Among the lines of data below, reproduce only those from the one with "Format all xsd files using xmllint --format" through the one with "Closed, as some", exactly as they stand, both ends included.
Segment Start: Records for the task
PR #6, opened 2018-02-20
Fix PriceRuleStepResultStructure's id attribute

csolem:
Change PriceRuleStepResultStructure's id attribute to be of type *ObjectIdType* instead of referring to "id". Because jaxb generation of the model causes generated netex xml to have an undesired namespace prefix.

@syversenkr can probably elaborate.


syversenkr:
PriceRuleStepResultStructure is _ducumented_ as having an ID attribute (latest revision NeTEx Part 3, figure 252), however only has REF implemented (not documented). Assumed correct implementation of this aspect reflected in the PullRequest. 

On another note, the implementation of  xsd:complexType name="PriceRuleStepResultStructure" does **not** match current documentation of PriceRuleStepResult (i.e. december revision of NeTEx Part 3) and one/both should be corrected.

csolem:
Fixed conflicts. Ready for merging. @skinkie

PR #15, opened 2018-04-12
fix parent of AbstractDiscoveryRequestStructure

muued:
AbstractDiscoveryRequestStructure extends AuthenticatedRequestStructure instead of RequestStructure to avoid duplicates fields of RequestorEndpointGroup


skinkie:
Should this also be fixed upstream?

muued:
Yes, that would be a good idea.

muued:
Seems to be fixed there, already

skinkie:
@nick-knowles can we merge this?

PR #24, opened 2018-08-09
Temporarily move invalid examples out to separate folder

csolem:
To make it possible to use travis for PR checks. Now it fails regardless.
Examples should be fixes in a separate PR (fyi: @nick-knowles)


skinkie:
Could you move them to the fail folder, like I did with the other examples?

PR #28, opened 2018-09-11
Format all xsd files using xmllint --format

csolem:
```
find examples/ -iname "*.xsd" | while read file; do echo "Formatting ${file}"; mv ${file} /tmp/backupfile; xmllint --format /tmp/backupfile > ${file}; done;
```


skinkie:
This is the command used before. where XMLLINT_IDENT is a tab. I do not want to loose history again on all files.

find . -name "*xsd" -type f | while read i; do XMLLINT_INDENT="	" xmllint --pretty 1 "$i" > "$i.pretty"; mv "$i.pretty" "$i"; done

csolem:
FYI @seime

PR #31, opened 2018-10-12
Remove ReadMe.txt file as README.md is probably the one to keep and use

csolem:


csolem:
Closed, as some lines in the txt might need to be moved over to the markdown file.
Segment End: Records for the task
Segment Start: Records for the task
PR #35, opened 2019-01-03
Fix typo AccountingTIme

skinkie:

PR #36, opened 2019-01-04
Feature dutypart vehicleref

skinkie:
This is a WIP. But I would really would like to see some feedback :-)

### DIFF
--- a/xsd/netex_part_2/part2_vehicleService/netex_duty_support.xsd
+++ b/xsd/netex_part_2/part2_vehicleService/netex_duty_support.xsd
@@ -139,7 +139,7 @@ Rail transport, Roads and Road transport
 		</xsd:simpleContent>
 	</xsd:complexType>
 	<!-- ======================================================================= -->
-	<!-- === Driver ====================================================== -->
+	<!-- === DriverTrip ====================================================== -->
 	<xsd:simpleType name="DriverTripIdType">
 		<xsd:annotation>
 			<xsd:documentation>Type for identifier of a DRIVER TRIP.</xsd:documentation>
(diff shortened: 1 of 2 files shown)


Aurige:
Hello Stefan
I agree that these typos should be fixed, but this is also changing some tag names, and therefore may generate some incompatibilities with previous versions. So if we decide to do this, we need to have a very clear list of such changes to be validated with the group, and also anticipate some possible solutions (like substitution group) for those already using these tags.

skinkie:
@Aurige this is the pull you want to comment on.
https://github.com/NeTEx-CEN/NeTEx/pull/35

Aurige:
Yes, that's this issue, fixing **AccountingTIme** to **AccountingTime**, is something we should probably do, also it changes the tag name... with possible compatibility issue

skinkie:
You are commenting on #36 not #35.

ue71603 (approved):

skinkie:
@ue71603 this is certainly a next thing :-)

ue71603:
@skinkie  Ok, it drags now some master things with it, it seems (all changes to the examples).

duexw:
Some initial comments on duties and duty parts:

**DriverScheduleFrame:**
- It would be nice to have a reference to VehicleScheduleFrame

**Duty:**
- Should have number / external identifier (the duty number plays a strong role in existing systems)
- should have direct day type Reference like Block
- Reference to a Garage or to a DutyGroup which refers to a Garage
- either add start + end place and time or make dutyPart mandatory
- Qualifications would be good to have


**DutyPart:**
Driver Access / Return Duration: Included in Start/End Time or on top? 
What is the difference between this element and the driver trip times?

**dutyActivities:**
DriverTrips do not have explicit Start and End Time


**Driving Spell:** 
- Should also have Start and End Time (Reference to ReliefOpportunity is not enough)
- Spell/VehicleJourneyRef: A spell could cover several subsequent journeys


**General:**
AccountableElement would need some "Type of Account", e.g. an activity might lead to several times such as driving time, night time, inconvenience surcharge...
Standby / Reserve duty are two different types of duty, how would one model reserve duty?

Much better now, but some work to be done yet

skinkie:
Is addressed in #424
Segment End: Records for the task
Segment Start: Records for the task
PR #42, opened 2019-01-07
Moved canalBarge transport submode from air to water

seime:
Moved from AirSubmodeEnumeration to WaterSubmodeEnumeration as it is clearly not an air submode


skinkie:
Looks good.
Segment End: Records for the task
● Task output
Format all xsd files using xmllint --format

csolem:
```
find examples/ -iname "*.xsd" | while read file; do echo "Formatting ${file}"; mv ${file} /tmp/backupfile; xmllint --format /tmp/backupfile > ${file}; done;
```


skinkie:
This is the command used before. where XMLLINT_IDENT is a tab. I do not want to loose history again on all files.

find . -name "*xsd" -type f | while read i; do XMLLINT_INDENT="	" xmllint --pretty 1 "$i" > "$i.pretty"; mv "$i.pretty" "$i"; done

csolem:
FYI @seime

PR #31, opened 2018-10-12
Remove ReadMe.txt file as README.md is probably the one to keep and use

csolem:


csolem:
Closed, as some lines in the txt might need to be moved over to the markdown file.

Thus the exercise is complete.